■ EXERCISE DIRECTIONS: Take the records below and retype them line by line, from the first line through the one containing "- Fix other platform vs. player ambiguities"; stop there.
------ AVAILABLE RECORDS ------
Issue #219, opened 2015-09-29
[Feature] easier way to filter user history between movies/episodes


tylordurton:
I would like to be able to easily filter the user history between episodes and movies, sounds trivial but my user base watch a LOT of episodes (kids mainly) but would be interested to see what movies are being viewed by simple filtering.

drzoidberg33:
I like what Jonny has done with the breadcrumbs but I know this isn't accessible from the history table directly.

JonnyWong16:
Also accessible from the "Library statistics" on the homepage.

JonnyWong16:
Filtering in history table added in v1.2.4.

PR #220, opened 2015-09-30
Player in tables and top level info pages

JonnyWong16:
- Add "Player" to tables
  - Also rename user platforms to user players
  - Fix other platform vs. player ambiguities
- Add top level info pages with history table
  - Reference #219 - not a filter, but achieves the same result.


drzoidberg33:
Be gone player/platform confusion!

PR #228, opened 2015-10-04
Added ability to set custom notification sound for Pushover

BrianInAz:
User provides desired sounds from official Pushover list. If empty, uses default Pushover sound.

https://github.com/drzoidberg33/plexpy/issues/210


drzoidberg33:
Thanks! I don't use Pushover but the code looks good.

mrchops1024:
I just tested the changes and they seem to be working well. Thanks @BrianInAz!

BrianInAz:
You're welcome!

Ideally I'd like to request the list of sounds from the pushover API and build a drop-down list for the user to select from. The priorities should also use a drop-down. I've not done that in Python yet and couldn't find a good example to work off of. Figured it was best to get this out there so folks can use the sounds.

I'll see about coming back again later and implementing the drop-downs if I find a good example and spare time.

PR #237, opened 2015-10-11
Added in a notifier for IFTTT

rossdargan:
I have _NEVER_ coded in python before, so please do check it over. Also there is an issue with the ssl cert validation. I have had to disable cert verification which is bad news, but I couldn't get it working otherwise. I hate doing a P/R like this, but if you know how to fix it that would be helpful!


drzoidberg33:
------
■ FINAL ANSWER:
Issue #219, opened 2015-09-29
[Feature] easier way to filter user history between movies/episodes


tylordurton:
I would like to be able to easily filter the user history between episodes and movies, sounds trivial but my user base watch a LOT of episodes (kids mainly) but would be interested to see what movies are being viewed by simple filtering.

drzoidberg33:
I like what Jonny has done with the breadcrumbs but I know this isn't accessible from the history table directly.

JonnyWong16:
Also accessible from the "Library statistics" on the homepage.

JonnyWong16:
Filtering in history table added in v1.2.4.

PR #220, opened 2015-09-30
Player in tables and top level info pages

JonnyWong16:
- Add "Player" to tables
  - Also rename user platforms to user players
  - Fix other platform vs. player ambiguities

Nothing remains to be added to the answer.